第2节
炮友 作者:不辨百川
正文 第2节
炮友 作者:不辨百川
第2节
“没有。”赵临安平静地说,“你可是在拿我当替身。那人怎么可能长得不好看?”
肖瑜淡淡的笑。
这是他们两个第一次坐下来谈话。平时约见的场所都是在宾馆,那地方赵临安不习惯,总是做完后匆匆就走。要是偶然在路上遇到了,见面也当做不认识,连说话的机会都没有。
像这样心平气和的说话,还是头一次。
第四章
当晚,两个人睡在同一张床上,中间的距离很远。
肖瑜静静的躺了一会儿。他觉得没有办法用语言形容目前的情景。好像向右靠近一点,就可以触碰到那人,可是即使是这么点的距离,却是永远都不能向前走。
肖瑜有点睡不着觉,就这样睁着眼睛。
也不知过了多久,身边的人突然不耐烦的说:“你为什么还不睡?”
肖瑜有点惊讶,声音是暗哑的:“你还没睡?”
赵临安转过头,黑暗中,眼神很是不耐:“你这样我怎么睡。都几点了。”
肖瑜老实地说:“我觉得我应该没吵到你。”
“哪有人像你这样?”赵临安说,“一动不动的,像尸体一样。”
肖瑜愣了。
赵临安说完,暗骂一声,伸手从床边拿起水喝了一口。
那是肖瑜特意放在那边,他觉得晚上赵临安会口渴。
肖瑜尝试着想向他那边靠近。赵临安发现了,不过只是哼了一声,没有拒绝。
安静了一会儿,赵临安昏昏欲睡之时,突然听到旁边的人小声说:
“赵临安,你就没有忍不住想要告白的时候?”
“……”
肖瑜没有等他回话,自言自语道:“有时候我很想做这件事。可是我太了解……我暗恋的人了。如果我说出口,我们所有的关系一定会立即结束。”
“我知道是我不够好。不能让他喜欢上我,是我没本事。我也不能强求。”
“我也很满意我们目前的关系。如果能维持住就好了。这样想来,我也没必要和他说喜欢。”
“……”
“我最怕的事情是我根本忍不住。万一……”
“你喜欢的究竟是什么人。”赵临安皱眉道。他被肖瑜的碎碎念弄得很烦,也不想继续这种好像要长时间闲谈下去的场景,转过身看着肖瑜,认真地说:
“你没有那么差劲。跟他告白又能怎么样?真的遇到了喜欢的人,怎么能忍得住不告白?”
肖瑜摇头,低沉地说:“你不明白。”
“我怎么不明白。我和你情况一样。”
“……”
不知道是不是因为同病相怜,赵临安的声音温柔了许多:“真的喜欢一个人的话,就会不知不觉的一直盯着他看。等到发现的时候,好像已经晚了。
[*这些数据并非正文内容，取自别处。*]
PR #764, opened 2022-04-05
Renaming for migration guide

berndruecker:


berndruecker:
my bad - wrong merge target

”
肖瑜低声叹了口气。
赵临安有些不情愿,但还是如实说道:“你的条件不错。专心去追的话,那人不会瞧不起你的。”
肖瑜听赵临安劝自己去追别人,心中五味陈杂,苦涩的说:“我可不敢。”
“你……”
“那我问你,”肖瑜声音轻柔:“如果你有一个同性朋友,突然向你告白。你会怎么做?”
赵临安毫不犹豫:“当然是断绝关系。”
“你看,”肖瑜淡淡地说:“你自己就是那种绝对不会接受的人。你怎么那么肯定我一定会被接受。”
赵临安愣了一下,说:“这怎么能相提并论……我和你喜欢的人又不是同类型。”
“你怎么知道?”肖瑜说,“我就是喜欢你这种类型的。”
肖瑜说的时候有些紧张,却只听那人平淡的回答:“我知道。不然你怎么会那么凶猛地追我。”
赵临安说的是他们还没当炮友前,肖瑜追了他三年。
肖瑜有些失望。他还是没听出来别的。
两人又沉默了。
“那你又为什么不和白平说你喜欢他?”肖瑜枕着手臂,轻声问。
赵临安没有说话。
过了许久,就在肖瑜以为自己得不到答案的时候,赵临安才慢慢地回答:
“你是对的。”
“……?”
“喜欢一个人,千方百计都要告白。因为那是忍耐不住的,”赵临安压低了声音:“但爱一个人,是绝对不忍心让他变成自己这样。你连告白都会觉得对不起他。只想让他一个人幸福下去。”
他的声线很好。压低声音的时候,让人听了就想要流泪。
肖瑜从没听过赵临安用这样的声音说话,不由得有些酸涩。
肖瑜偶尔会听赵临安提起白平。
只有在提起这个人的时候,赵临安的面容才会变得比较柔和。
赵临安说他们十二岁就是邻居,然后一起上了相同的初中,高中。为了和赵临安上同一所大学,白平努力学习,在高三整整瘦了十多斤。
说起这些事的时候,赵临安显得很骄傲。
肖瑜在备课的时候,偶然抬头想起这些事情。仿佛还能回忆起那天赵临安说这话时,眼神中出现的一抹得意之色,整个人好像被赐予了新的血液,突然鲜活起来。
等回过神来,上课铃都打响了。
今天的课程是在早上八点,这是一天当中的第一节课。一般来说,这个时间段太早,教授副教授都不会选择这节课,只会让讲师在这段时间上课。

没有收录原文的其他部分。